(Collected data)
PR #375, opened 2025-10-06
Build with NDK version 28.1.13356709

dsnopek:
Per @m4gr3d on [this comment](https://github.com/GodotVR/godot_openxr_vendors/pull/374#issuecomment-3369192851), this is needed for compatibility with 16kb page support


build.gradle
```diff
@@ -89,6 +89,7 @@ def createSconsTasks(File sconsExecutableFile, boolean clean) {
         "--directory=.",
         "custom_api_file=thirdparty/godot_cpp_gdextension_api/extension_api.json",
         "build_profile=thirdparty/godot_cpp_build_profile/build_profile.json",
+        "ndk_version=28.1.13356709",
```
m4gr3d: You should be able to use the `ndkVersion` constant defined and `config.gradle` and do `"ndk_version=$versions.ndkVersion"`

dsnopek: Ah, great idea! Updated in my latest push

devloglogan (approved):
Works great now, thanks!

PR #385, opened 2025-11-05
Add loading screen passthrough documentation

devloglogan:
This PR adds a section to the meta passthrough doc page detailing what settings are required to make an app have a passthrough loading screen, allowing users to open an MR app from their home environment without ever exiting passthrough. I've also applied these settings to the passthrough sample.

I believe the way this _should_ work is that the loading screen should be in passthrough (or not) depending on if the users home environment is in passthrough. However, these settings will make the app __always__ load in passthrough. This is ultimately determined entirely by [this line](https://github.com/GodotVR/godot_openxr_vendors/blob/d0b90451a19d18b1ab66fa99fc2e501d7461920b/plugin/src/main/cpp/export/meta_export_plugin.cpp#L500) in the manifest and I believe is out of our control.

I don't think a note in the doc about this potential bug is warranted since the doc is saying "this will make you load in passthrough", and it does! Rather, if it ever gets fixed, adding a note in the doc that it will depend on the passthrough state of the home environment makes sense to me.


docs/manual/meta/passthrough.rst
```diff
@@ -88,6 +83,20 @@ This is because hole-punching requires the viewport's ``transparent_bg`` propert
...
+--------------------------
+
+When making an app that utilizes passthrough, having the app load with passthrough active might be desirable to create a smoother startup experience.
+To accomplish this, some project and export settings must be set.
+
+In **Project Settings** under the **OpenXR** section, ensure that **Environment Blend Mode** is set to a value other than opaque.
+
+.. image:: img/passthrough/passthrough_loading_screen_project_settings.png
+
+In **Export Settings** under the **Meta XR Features** section, ensure that **Boundary Mode** is set to **Disabled**, and that **Instant Splash Screen** is turned on.
```
m4gr3d, line 96: Do we need `Boundary Mode` to be disabled? I believe this option subjects the app to an additional layer of scrutiny when it's submitted to the Horizon store given that safety implications.

devloglogan: I do think this is required; I was unable to get passthrough loading working without this setting.

PR #393, opened 2025-11-17
Implement XR_ANDROID_recommended_resolution

dhoverb:
Depends on https://github.com/godotengine/godot/pull/112890 and https://github.com/GodotVR/godot_openxr_vendors/pull/407


thirdparty/godot_cpp_gdextension_api/extension_api.json
```diff
@@ -174001,6 +174001,14 @@
...
 						"type": "enum::OpenXRAPIExtension.OpenXRAlphaBlendModeSupport"
 					}
+				},
+				{
+					"name": "update_main_swapchain_size",
+					"is_const": false,
+					"is_vararg": false,
+					"is_static": false,
+					"is_virtual": false,
+					"hash": 3218959716
```
dsnopek: These changes are fine for now, but we shouldn't merge them with this PR. Eventually, we'll have a PR that updates this whole file for Godot 4.6, and this PR can be rebased on that

dsnopek (commented):
Thanks!

The code looks good, and it worked great in my testing on a Samsung Galaxy XR.

However, we won't be able to merge this until after we start working on version 5.x which depends on Godot 4.6

thirdparty/godot_cpp_gdextension_api/extension_api.json
dhoverb: Done.

dsnopek:
Given that this extension provides the same high-level functionality as Meta's `XR_META_recommended_layer_resolution`, and we call that "Dynamic Resolution" in the settings and docs - should we also call this one "Dynamic Resolution" publicly?

And, should it be enabled by default like Meta's one is? Similar to the Meta one, it's basically an unambiguous win, because if you perform well, there are no changes.

This also begs the question of if we should have only one setting that enables both and uses which ever is supported?

The potential problem with that is if both are supported by an OpenXR runtime, then really weird things could happen, because they work through different mechanisms on the Godot side: Android XR's will recreate the swapchain, and Meta's will change the render region. Having both things happen at once wouldn't be ideal :-)

Although, we could bake something in to favor one over the other if both are present? So, one could "turn itself off" if the other is present (basically, we'd just refrain from using it, since once an extension is enabled, we can't disable it without re-initializing OpenXR)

» About this task: Return the data exactly, every line included.

» Solution for this task:
PR #375, opened 2025-10-06
Build with NDK version 28.1.13356709

dsnopek:
Per @m4gr3d on [this comment](https://github.com/GodotVR/godot_openxr_vendors/pull/374#issuecomment-3369192851), this is needed for compatibility with 16kb page support


build.gradle
```diff
@@ -89,6 +89,7 @@ def createSconsTasks(File sconsExecutableFile, boolean clean) {
         "--directory=.",
         "custom_api_file=thirdparty/godot_cpp_gdextension_api/extension_api.json",
         "build_profile=thirdparty/godot_cpp_build_profile/build_profile.json",
+        "ndk_version=28.1.13356709",
```
m4gr3d: You should be able to use the `ndkVersion` constant defined and `config.gradle` and do `"ndk_version=$versions.ndkVersion"`

dsnopek: Ah, great idea! Updated in my latest push

devloglogan (approved):
Works great now, thanks!

PR #385, opened 2025-11-05
Add loading screen passthrough documentation

devloglogan:
This PR adds a section to the meta passthrough doc page detailing what settings are required to make an app have a passthrough loading screen, allowing users to open an MR app from their home environment without ever exiting passthrough. I've also applied these settings to the passthrough sample.

I believe the way this _should_ work is that the loading screen should be in passthrough (or not) depending on if the users home environment is in passthrough. However, these settings will make the app __always__ load in passthrough. This is ultimately determined entirely by [this line](https://github.com/GodotVR/godot_openxr_vendors/blob/d0b90451a19d18b1ab66fa99fc2e501d7461920b/plugin/src/main/cpp/export/meta_export_plugin.cpp#L500) in the manifest and I believe is out of our control.

I don't think a note in the doc about this potential bug is warranted since the doc is saying "this will make you load in passthrough", and it does! Rather, if it ever gets fixed, adding a note in the doc that it will depend on the passthrough state of the home environment makes sense to me.


docs/manual/meta/passthrough.rst
```diff
@@ -88,6 +83,20 @@ This is because hole-punching requires the viewport's ``transparent_bg`` propert
...
+--------------------------
+
+When making an app that utilizes passthrough, having the app load with passthrough active might be desirable to create a smoother startup experience.
+To accomplish this, some project and export settings must be set.
+
+In **Project Settings** under the **OpenXR** section, ensure that **Environment Blend Mode** is set to a value other than opaque.
+
+.. image:: img/passthrough/passthrough_loading_screen_project_settings.png
+
+In **Export Settings** under the **Meta XR Features** section, ensure that **Boundary Mode** is set to **Disabled**, and that **Instant Splash Screen** is turned on.
```
m4gr3d, line 96: Do we need `Boundary Mode` to be disabled? I believe this option subjects the app to an additional layer of scrutiny when it's submitted to the Horizon store given that safety implications.

devloglogan: I do think this is required; I was unable to get passthrough loading working without this setting.

PR #393, opened 2025-11-17
Implement XR_ANDROID_recommended_resolution

dhoverb:
Depends on https://github.com/godotengine/godot/pull/112890 and https://github.com/GodotVR/godot_openxr_vendors/pull/407


thirdparty/godot_cpp_gdextension_api/extension_api.json
```diff
@@ -174001,6 +174001,14 @@
...
 						"type": "enum::OpenXRAPIExtension.OpenXRAlphaBlendModeSupport"
 					}
+				},
+				{
+					"name": "update_main_swapchain_size",
+					"is_const": false,
+					"is_vararg": false,
+					"is_static": false,
+					"is_virtual": false,
+					"hash": 3218959716
```
dsnopek: These changes are fine for now, but we shouldn't merge them with this PR. Eventually, we'll have a PR that updates this whole file for Godot 4.6, and this PR can be rebased on that

dsnopek (commented):
Thanks!

The code looks good, and it worked great in my testing on a Samsung Galaxy XR.

However, we won't be able to merge this until after we start working on version 5.x which depends on Godot 4.6

thirdparty/godot_cpp_gdextension_api/extension_api.json
dhoverb: Done.

dsnopek:
Given that this extension provides the same high-level functionality as Meta's `XR_META_recommended_layer_resolution`, and we call that "Dynamic Resolution" in the settings and docs - should we also call this one "Dynamic Resolution" publicly?

And, should it be enabled by default like Meta's one is? Similar to the Meta one, it's basically an unambiguous win, because if you perform well, there are no changes.

This also begs the question of if we should have only one setting that enables both and uses which ever is supported?

The potential problem with that is if both are supported by an OpenXR runtime, then really weird things could happen, because they work through different mechanisms on the Godot side: Android XR's will recreate the swapchain, and Meta's will change the render region. Having both things happen at once wouldn't be ideal :-)

Although, we could bake something in to favor one over the other if both are present? So, one could "turn itself off" if the other is present (basically, we'd just refrain from using it, since once an extension is enabled, we can't disable it without re-initializing OpenXR)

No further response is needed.